→ **Task to complete**:
Repeat the listing below in full, keeping each word as given.

→ **Data records**:

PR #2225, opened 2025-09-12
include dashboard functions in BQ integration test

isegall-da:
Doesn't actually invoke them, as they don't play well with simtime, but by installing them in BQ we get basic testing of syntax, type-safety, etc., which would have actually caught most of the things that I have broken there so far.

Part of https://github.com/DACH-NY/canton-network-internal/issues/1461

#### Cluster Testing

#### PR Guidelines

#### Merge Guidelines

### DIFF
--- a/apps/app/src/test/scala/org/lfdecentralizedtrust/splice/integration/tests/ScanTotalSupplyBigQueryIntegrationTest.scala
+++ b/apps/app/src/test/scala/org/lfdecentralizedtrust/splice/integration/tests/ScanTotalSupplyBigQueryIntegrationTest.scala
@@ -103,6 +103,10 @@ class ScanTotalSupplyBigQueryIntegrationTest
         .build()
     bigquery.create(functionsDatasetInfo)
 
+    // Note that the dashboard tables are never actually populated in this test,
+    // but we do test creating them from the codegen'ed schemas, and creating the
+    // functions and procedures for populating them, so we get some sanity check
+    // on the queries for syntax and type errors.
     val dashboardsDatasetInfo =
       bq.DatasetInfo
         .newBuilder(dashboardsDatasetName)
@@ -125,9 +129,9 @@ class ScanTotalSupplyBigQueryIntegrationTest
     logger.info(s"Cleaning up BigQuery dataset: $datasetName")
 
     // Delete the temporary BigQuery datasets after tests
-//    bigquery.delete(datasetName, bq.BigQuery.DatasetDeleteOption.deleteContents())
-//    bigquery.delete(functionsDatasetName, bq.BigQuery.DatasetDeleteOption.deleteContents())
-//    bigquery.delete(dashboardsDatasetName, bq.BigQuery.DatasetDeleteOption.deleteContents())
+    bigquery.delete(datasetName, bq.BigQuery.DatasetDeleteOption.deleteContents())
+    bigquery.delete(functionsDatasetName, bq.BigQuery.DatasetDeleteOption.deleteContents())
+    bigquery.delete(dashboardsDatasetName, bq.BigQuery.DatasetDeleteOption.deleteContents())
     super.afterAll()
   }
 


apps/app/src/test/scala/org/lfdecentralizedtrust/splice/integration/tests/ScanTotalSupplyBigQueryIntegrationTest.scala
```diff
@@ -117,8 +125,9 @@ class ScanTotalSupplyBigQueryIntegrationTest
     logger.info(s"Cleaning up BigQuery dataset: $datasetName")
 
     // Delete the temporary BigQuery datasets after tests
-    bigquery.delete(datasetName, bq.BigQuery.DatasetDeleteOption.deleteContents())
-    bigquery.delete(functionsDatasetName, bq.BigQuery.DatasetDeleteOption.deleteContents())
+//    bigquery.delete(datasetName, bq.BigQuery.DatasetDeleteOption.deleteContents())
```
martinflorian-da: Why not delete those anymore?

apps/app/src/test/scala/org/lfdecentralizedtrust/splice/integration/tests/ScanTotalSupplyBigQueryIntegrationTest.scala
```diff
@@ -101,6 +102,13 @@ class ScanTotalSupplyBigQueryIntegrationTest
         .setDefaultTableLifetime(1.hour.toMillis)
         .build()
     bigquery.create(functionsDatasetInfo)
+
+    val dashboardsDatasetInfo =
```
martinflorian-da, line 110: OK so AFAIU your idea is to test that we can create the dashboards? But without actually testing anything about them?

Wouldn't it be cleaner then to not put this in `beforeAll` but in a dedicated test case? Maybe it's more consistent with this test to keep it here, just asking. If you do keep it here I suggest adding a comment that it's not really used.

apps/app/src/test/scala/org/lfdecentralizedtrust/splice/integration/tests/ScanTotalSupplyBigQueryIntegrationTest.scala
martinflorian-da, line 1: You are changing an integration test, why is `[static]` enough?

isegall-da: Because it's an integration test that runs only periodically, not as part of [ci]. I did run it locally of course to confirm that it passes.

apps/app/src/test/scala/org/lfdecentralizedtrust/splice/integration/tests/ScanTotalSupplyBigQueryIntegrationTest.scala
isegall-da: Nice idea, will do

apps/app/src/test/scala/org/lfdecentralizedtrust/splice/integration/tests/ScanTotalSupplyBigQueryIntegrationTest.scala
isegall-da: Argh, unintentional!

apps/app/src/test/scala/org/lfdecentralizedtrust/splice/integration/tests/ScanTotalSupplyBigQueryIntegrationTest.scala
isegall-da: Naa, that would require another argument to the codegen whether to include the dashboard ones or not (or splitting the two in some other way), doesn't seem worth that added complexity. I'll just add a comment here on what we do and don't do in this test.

→ **Result of this exercise**:
PR #2225, opened 2025-09-12
include dashboard functions in BQ integration test

isegall-da:
Doesn't actually invoke them, as they don't play well with simtime, but by installing them in BQ we get basic testing of syntax, type-safety, etc., which would have actually caught most of the things that I have broken there so far.

Part of https://github.com/DACH-NY/canton-network-internal/issues/1461

#### Cluster Testing

#### PR Guidelines

#### Merge Guidelines

### DIFF
--- a/apps/app/src/test/scala/org/lfdecentralizedtrust/splice/integration/tests/ScanTotalSupplyBigQueryIntegrationTest.scala
+++ b/apps/app/src/test/scala/org/lfdecentralizedtrust/splice/integration/tests/ScanTotalSupplyBigQueryIntegrationTest.scala
@@ -103,6 +103,10 @@ class ScanTotalSupplyBigQueryIntegrationTest
         .build()
     bigquery.create(functionsDatasetInfo)
 
+    // Note that the dashboard tables are never actually populated in this test,
+    // but we do test creating them from the codegen'ed schemas, and creating the
+    // functions and procedures for populating them, so we get some sanity check
+    // on the queries for syntax and type errors.
     val dashboardsDatasetInfo =
       bq.DatasetInfo
         .newBuilder(dashboardsDatasetName)
@@ -125,9 +129,9 @@ class ScanTotalSupplyBigQueryIntegrationTest
     logger.info(s"Cleaning up BigQuery dataset: $datasetName")
 
     // Delete the temporary BigQuery datasets after tests
-//    bigquery.delete(datasetName, bq.BigQuery.DatasetDeleteOption.deleteContents())
-//    bigquery.delete(functionsDatasetName, bq.BigQuery.DatasetDeleteOption.deleteContents())
-//    bigquery.delete(dashboardsDatasetName, bq.BigQuery.DatasetDeleteOption.deleteContents())
+    bigquery.delete(datasetName, bq.BigQuery.DatasetDeleteOption.deleteContents())
+    bigquery.delete(functionsDatasetName, bq.BigQuery.DatasetDeleteOption.deleteContents())
+    bigquery.delete(dashboardsDatasetName, bq.BigQuery.DatasetDeleteOption.deleteContents())
     super.afterAll()
   }
 


apps/app/src/test/scala/org/lfdecentralizedtrust/splice/integration/tests/ScanTotalSupplyBigQueryIntegrationTest.scala
```diff
@@ -117,8 +125,9 @@ class ScanTotalSupplyBigQueryIntegrationTest
     logger.info(s"Cleaning up BigQuery dataset: $datasetName")
 
     // Delete the temporary BigQuery datasets after tests
-    bigquery.delete(datasetName, bq.BigQuery.DatasetDeleteOption.deleteContents())
-    bigquery.delete(functionsDatasetName, bq.BigQuery.DatasetDeleteOption.deleteContents())
+//    bigquery.delete(datasetName, bq.BigQuery.DatasetDeleteOption.deleteContents())
```
martinflorian-da: Why not delete those anymore?

apps/app/src/test/scala/org/lfdecentralizedtrust/splice/integration/tests/ScanTotalSupplyBigQueryIntegrationTest.scala
```diff
@@ -101,6 +102,13 @@ class ScanTotalSupplyBigQueryIntegrationTest
         .setDefaultTableLifetime(1.hour.toMillis)
         .build()
     bigquery.create(functionsDatasetInfo)
+
+    val dashboardsDatasetInfo =
```
martinflorian-da, line 110: OK so AFAIU your idea is to test that we can create the dashboards? But without actually testing anything about them?

Wouldn't it be cleaner then to not put this in `beforeAll` but in a dedicated test case? Maybe it's more consistent with this test to keep it here, just asking. If you do keep it here I suggest adding a comment that it's not really used.

apps/app/src/test/scala/org/lfdecentralizedtrust/splice/integration/tests/ScanTotalSupplyBigQueryIntegrationTest.scala
martinflorian-da, line 1: You are changing an integration test, why is `[static]` enough?

isegall-da: Because it's an integration test that runs only periodically, not as part of [ci]. I did run it locally of course to confirm that it passes.

apps/app/src/test/scala/org/lfdecentralizedtrust/splice/integration/tests/ScanTotalSupplyBigQueryIntegrationTest.scala
isegall-da: Nice idea, will do

apps/app/src/test/scala/org/lfdecentralizedtrust/splice/integration/tests/ScanTotalSupplyBigQueryIntegrationTest.scala
isegall-da: Argh, unintentional!

apps/app/src/test/scala/org/lfdecentralizedtrust/splice/integration/tests/ScanTotalSupplyBigQueryIntegrationTest.scala
isegall-da: Naa, that would require another argument to the codegen whether to include the dashboard ones or not (or splitting the two in some other way), doesn't seem worth that added complexity. I'll just add a comment here on what we do and don't do in this test.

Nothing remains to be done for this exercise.